Haftanın ilk gününün ilk saatlerinde 10 tane ilimizi etkileyen ve yaklaşık 14 milyonluk vatandaşımızın direkt etkilendiği bir depremle karşı karşıyayız.
Bölgede yaşayan 14 milyon vatandaşımızın direkt etkilenmesinin yanında her bir şehrimizde ve ülkemizin tamamında derin bir acı yaşıyoruz.
Bir anlamda sözün bittiği, insan hayatının bir anda nasıl değiştiğinin ve hayatın anlamının çok daha derin olması gerekliliğinin hatırlanması gerektiği bir noktadayız.

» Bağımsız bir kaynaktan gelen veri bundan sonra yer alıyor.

PR #1198, opened 2025-02-06
imagefilter: improve supported filters discoverability

mvo5:
imagefilter: add `SupportedFilter()` that returns known
 prefixes

This commit adds a new `SupportedFilter()` function that returns
the available filter prefixes.

See https://github.com/osbuild/image-builder-cli/issues/104

---

imagefilter: show supported filters when giving one

This commit tweaks the error message for unsupported filter prefixes
to include what is actually supported.

See https://github.com/osbuild/image-builder-cli/issues/104

### DIFF
--- a/pkg/imagefilter/filter.go
+++ b/pkg/imagefilter/filter.go
@@ -10,6 +10,11 @@ import (
 	"github.com/osbuild/images/pkg/distro"
 )
 
+// SupportedFilters returns what filter prefixes are supported
+func SupportedFilters() []string {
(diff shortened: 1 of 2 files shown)


supakeen (approved):
I'd probably prefer enums maybe but not really a blocker either.

mvo5:
> I'd probably prefer enums maybe but not really a blocker either.

Sure thing, I updated the code with that (and some musings about possible other approaches).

Hayata daha bir üst perdeden bakabilmenin dünya hayatındaki vazgeçilmezlerin bizi nasıl insanlığımızdan ettiğinin ortaya çıktığı bir andayız.
Nefsimizle baş edememenin bizi getirdiği yeri daha açık ve berrak görebildiğimiz bir zaman dilimindeyiz belki de.
İnsanca yaşamanın ve insanca yaşatmanın ne kadar önemli olduğunun bilincine varabildiğimiz bir yerdeyiz.
Kişisel hırs ve egoların ne kadar da boş olduğunu anlayabildiğimiz bir zaman periyodundayız.
Tüm bunların hatta daha fazlasının yaşandığı ve hissedildiği bu anlarda aklıselimle hareket etmenin çok ama çok önemli olduğunun farkında olarak hareket alanımızı belirlemek zorundayız.
İşte tam da bu noktada her türlü düşünceyi, her türlü din farkını, her türlü dil farkını ve her türlü mezhep farkını bir kenara bırakarak önümüze bakmalıyız.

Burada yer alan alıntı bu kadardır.